- [The problem] This exercise calls for copying every line below that holds the word "moderate".

-- -- --

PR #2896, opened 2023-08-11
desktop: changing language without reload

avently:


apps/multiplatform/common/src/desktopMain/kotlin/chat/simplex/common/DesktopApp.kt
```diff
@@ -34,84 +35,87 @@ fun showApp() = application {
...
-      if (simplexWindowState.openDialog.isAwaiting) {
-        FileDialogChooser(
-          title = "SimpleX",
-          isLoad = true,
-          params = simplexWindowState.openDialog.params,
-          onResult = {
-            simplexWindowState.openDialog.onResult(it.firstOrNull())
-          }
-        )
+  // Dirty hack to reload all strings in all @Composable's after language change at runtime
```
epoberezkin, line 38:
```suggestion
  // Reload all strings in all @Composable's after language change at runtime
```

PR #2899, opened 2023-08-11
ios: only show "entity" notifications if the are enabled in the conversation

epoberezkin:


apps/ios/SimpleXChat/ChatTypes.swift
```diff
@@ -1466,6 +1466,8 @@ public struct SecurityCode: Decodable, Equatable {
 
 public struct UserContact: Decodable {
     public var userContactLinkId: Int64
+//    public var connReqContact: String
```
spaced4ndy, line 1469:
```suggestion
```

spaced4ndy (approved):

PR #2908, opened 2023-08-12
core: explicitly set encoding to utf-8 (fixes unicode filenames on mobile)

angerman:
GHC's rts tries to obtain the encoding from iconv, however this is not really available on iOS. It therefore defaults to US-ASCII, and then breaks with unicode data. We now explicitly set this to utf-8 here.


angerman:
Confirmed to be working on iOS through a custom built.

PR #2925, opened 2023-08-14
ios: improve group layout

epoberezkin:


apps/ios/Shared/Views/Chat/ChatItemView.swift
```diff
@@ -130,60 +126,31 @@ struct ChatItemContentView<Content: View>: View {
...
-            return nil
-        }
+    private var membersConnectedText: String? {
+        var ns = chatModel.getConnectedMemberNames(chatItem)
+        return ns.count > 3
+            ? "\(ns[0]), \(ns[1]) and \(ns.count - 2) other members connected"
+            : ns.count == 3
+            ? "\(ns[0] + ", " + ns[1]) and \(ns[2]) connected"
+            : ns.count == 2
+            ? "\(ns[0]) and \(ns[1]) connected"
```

-- -- --

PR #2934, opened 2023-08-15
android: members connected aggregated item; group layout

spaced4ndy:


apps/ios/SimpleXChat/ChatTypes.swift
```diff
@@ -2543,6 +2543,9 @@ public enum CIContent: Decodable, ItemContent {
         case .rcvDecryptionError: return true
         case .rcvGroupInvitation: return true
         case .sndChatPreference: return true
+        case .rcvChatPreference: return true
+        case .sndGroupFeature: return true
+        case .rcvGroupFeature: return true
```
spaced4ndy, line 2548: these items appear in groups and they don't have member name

-- -- --

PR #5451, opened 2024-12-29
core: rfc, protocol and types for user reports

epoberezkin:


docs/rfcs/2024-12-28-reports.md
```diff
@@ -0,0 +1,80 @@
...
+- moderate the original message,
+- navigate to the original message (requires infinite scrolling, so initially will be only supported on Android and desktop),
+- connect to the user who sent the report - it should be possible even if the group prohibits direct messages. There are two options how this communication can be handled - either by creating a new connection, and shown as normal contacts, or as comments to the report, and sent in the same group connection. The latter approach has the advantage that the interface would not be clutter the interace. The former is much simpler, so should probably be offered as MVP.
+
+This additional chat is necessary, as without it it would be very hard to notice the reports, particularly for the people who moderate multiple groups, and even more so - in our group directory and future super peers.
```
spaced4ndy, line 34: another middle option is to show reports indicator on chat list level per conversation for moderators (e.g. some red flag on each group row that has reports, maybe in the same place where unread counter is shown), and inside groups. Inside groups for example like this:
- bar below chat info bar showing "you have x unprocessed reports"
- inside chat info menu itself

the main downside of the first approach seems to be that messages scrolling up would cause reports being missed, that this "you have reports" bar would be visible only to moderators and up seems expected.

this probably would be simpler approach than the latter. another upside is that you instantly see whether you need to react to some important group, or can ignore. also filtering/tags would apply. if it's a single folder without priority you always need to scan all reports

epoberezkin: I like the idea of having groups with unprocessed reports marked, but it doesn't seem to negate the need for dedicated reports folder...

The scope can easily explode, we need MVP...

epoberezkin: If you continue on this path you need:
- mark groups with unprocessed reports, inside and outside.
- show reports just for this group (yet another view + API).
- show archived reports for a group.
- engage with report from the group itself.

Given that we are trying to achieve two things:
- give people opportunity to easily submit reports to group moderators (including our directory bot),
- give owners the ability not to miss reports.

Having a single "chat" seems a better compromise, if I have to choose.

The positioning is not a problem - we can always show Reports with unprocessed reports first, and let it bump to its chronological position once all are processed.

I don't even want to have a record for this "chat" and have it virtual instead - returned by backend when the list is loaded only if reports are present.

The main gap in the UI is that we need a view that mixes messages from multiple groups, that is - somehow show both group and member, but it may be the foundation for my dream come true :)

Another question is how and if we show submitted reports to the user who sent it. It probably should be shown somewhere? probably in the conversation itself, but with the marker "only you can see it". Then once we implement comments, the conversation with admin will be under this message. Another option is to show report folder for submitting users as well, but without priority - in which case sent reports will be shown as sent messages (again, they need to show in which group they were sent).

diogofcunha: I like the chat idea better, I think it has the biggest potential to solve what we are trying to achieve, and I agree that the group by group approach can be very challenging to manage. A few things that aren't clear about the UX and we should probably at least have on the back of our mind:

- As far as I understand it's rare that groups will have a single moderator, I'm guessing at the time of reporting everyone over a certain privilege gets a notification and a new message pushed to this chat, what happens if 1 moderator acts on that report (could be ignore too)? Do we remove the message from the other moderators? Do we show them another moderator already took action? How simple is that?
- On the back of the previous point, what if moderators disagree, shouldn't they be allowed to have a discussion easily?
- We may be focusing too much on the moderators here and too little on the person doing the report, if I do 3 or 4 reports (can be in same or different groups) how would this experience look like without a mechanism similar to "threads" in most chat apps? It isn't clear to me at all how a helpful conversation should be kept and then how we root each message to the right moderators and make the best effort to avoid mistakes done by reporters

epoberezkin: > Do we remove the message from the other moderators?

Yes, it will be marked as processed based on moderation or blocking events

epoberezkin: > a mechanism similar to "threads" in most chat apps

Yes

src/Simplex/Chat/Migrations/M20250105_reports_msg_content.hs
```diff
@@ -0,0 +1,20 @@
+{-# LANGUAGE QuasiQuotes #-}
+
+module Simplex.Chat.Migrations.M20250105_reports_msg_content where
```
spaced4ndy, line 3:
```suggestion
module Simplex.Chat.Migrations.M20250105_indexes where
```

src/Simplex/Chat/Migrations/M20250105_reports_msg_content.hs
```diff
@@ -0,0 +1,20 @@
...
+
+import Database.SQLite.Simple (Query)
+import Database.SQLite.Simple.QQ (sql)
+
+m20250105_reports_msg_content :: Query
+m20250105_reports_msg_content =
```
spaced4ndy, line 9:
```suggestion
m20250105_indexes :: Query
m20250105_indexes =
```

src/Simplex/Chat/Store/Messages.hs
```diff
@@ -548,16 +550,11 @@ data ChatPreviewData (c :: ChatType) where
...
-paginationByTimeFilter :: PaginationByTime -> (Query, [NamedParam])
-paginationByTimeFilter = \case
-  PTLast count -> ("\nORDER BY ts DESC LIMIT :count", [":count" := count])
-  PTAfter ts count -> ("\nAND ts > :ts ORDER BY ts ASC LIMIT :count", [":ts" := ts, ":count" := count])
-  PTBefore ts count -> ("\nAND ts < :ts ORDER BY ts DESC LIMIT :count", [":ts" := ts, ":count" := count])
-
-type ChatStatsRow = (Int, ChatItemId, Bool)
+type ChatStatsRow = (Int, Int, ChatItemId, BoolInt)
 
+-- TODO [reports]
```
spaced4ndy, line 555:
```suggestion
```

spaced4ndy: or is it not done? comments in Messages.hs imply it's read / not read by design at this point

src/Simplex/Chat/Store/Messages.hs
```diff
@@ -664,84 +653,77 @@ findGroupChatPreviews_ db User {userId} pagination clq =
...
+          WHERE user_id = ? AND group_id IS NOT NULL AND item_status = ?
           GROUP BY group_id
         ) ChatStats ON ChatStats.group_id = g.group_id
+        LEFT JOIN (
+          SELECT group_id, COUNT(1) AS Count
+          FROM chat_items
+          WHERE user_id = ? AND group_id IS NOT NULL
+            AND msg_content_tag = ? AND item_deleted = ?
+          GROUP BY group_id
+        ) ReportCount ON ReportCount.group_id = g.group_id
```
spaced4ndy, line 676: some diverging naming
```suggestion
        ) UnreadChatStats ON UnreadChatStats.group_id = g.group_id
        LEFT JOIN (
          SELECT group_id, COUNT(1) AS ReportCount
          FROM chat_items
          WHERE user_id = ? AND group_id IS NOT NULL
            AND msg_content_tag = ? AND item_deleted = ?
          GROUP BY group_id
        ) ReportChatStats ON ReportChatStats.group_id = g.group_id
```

-- -- --

- [Answer space]
+- moderate the original message,
+This additional chat is necessary, as without it it would be very hard to notice the reports, particularly for the people who moderate multiple groups, and even more so - in our group directory and future super peers.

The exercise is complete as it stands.